Завтра может быть поздно. Подозрительные взгляды как немцев, так и односельчан, ежедневно преследуют, осматривают, обшаривают её. Ей стоит огромных усилий держаться как ни в чём не бывало.
Вера окончательно замёрзла, вошла обратно в дом, где потрескивала жарко натопленная печка. Выход в студёную ночь неожиданно вселил в неё мужество.
Единственное её спасение — выкидыш, и она всё-таки спровоцирует, добьётся его, выбросит из себя чужеродную, немецкую плоть, очистит, наконец, своё измученное непосильной ношей тело.
Причём она это сделает немедленно, сейчас!
Вера подставила табуретку, подтянувшись, с трудом вскарабкалась на платяной шкаф, тяжело дыша, посмотрела вниз. Внезапно ей стало страшно. Там, внизу, был твёрдый дощатый пол. При падении можно переломать ноги, разбить голову, всё что угодно может случиться…
Но выхода не было.
Вера зажмурила глаза и прыгнула вниз.
С размаху приземлилась на носки и тут же по инерции резко упала назад, больно ударила кобчик. Перевернулась, уткнулась лицом в доски пола и какое-то время лежала ничком, прислушиваясь к себе. Потом с приглушённым стоном медленно поднялась и, сжав зубы, опять полезла на шкаф.
Она прыгала со шкафа на пол ещё несколько раз, ударялась об пол разными частями тела, покрывалась болезненными синяками, всякий раз надеясь, что этослучится.
Но всё было бесполезно.
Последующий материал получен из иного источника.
Issue #1118, opened 2022-02-17
Think of a way to handle slow network


mihaisc:
On rinkeby we are getting pretty often the following `Transaction was not mined within 50 blocks, please make sure your transaction was properly sent... ` . This is because the network is slow .  What can we do to improve the experience?

EnzoVezzaro:
I'm my opinion it'd be much better if we could show a "Pending Transaction" (button / alert) instead of just restoring the UI. It's very confusing when this happens. I think that showing a "Pending Transaction" somewhere (with an alert or on the buttons themselves) to notify the user that there's a pending transaction and he is basically "Stuck" for a bit could be already a better user experience. Because when this happens, the user is tempted to retry (queuing more transactions) because he's never gotten any feedback. But if we show something, at least the user will know there's being a problem and he must wait a bit. I've seen this in other dApps. This doesn't solve the initial problem, but it might be a little improvement.

mihaisc:
This could work for all actions except publish where you have 2 chained tx.

EnzoVezzaro:
> This could work for all actions except publish where you have 2 chained tx.

Yeah, exactly. Unfortunately, the publish flow requires another solutions even thought with this we would notify the user there's something going on, at least the user has the change to see what's happening and he can decide if retry (causing more tx to get queued) or wait until the one pending is done.

kremalicious:
We need to figure out where this "Transaction was not mined within 50 blocks" threshold is coming from, and then as a start increase this so we simply wait longer for tx to finish

mihaisc:
we can do that in ocean.js config. The main thing we need to to is to check if the ocean.js config regarding gas is actually working. Also at the end of the day if the network is busted what can you do?

kremalicious:
> Also at the end of the day if the network is busted what can you do?

yeah exactly. So just more transparency would be sufficient solution too, meaning somehow detecting slow network, then on asset detail screen put prominent warning at very top that network is slow or congested and things might fail. Not sure we find a reliable check which does not trigger this warning all the time.

mihaisc:
no concrete action for this

PR #1310, opened 2022-04-04
Incorrect wallet balance on trade tab fix

### LINKED ISSUE #1301: incorrect wallet balance on trade tab
**Describe the bug**
The balance shown in the trade tap doesn't reflect what actually on the wallet. 

These assets on mumbai are not correct: 
- https://v4.market.oceanprotocol.com/asset/did:op:c2a31770d4e6a8fde05a8a90e30fa98b35443b21f7ef155baedd2cd0a5fb3fe8
- https://v4.market.oceanprotocol.com/asset/did:op:84577212e4b8c1ce4a46e43360e45c6b9904e0eb366cacbad25a8a09cb66e2c2

These assets on rinbeky have the correct amount:
- https://v4.market.oceanprotocol.com/asset/did:op:bfa03dc8d250da7786f596b6098532007d3b25f5869027bf528a347984f105cc
- https://v4.market.oceanprotocol.com/asset/did:op:f66b072ec293aa76a29668df9ba7dbaf2cb0bb610f3475f8ebeebcfb731749b8

~Maybe it's related just to mumbai, but I'm still investigating~

**To Reproduce**
1. Go to Asset
2. Click on Trade tab
3. See amount balance (& other numbers)

**Screenshots**

Wrong:
Screen Shot 2022-04-01 at 9 30 03 AM

Correct:
Screen Shot 2022-04-01 at 9 39 07 AM

Some issue on rinkeby too:

- https://v4.market.oceanprotocol.com/asset/did:op:f66b072ec293aa76a29668df9ba7dbaf2cb0bb610f3475f8ebeebcfb731749b8

Screen Shot 2022-04-01 at 9 42 15 AM

claudiaHash:
Fixes #1301  .

Changes proposed in this PR:

- display correct  token balance  from wallet


src/components/Asset/AssetActions/Trade/Swap.tsx
```diff
@@ -144,7 +144,9 @@ export default function Swap({
 
         setBaseTokenItem((prevState) => ({
           ...prevState,
-          amount: amountBaseToken.toDecimalPlaces(MAX_DECIMALS).toString(),
+          amount: new Decimal(balance.baseToken)
```
claudiaHash, line 147: Not sure if correct but the change translates in: I have this amount of base tokens from my wallet, but I ca only spend the maximum amount of token, so the token balance displayed is the one from my wallet and doesn't depend on any other calculations based on pool data.

Screenshot from 2022-04-04 23-37-42

mihaisc:
image
I have 0 dt in wallet

EnzoVezzaro:
Found some issues. 

1) Maximun to spend DT is not reset to 0 if the user has 0 DT

Screen Shot 2022-04-06 at 4 57 01 AM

Проклятый немчонок крепко сидел внутри её лона, ни за что не желал покидать его.
Холодный, пепельный рассвет первого дня нового года, заглянув в заиндевелое окно, застал Веру скорчившейся на полу возле остывающей печки.
Сил у неё больше не оставалось, за эту ночь она израсходовала их все целиком. Теперь оставалось только горько плакать и одиноко выть от ушибов, от физической боли, от сознания своего безнадёжного несчастья.
Спустя несколько дней она предприняла новую попытку избавиться от плода, сделала горячую ванну для ног из горчичного порошка, который принесла Надя. Подливала кипяток в ведро, кусала губы от обжигающей, острой боли, но терпела.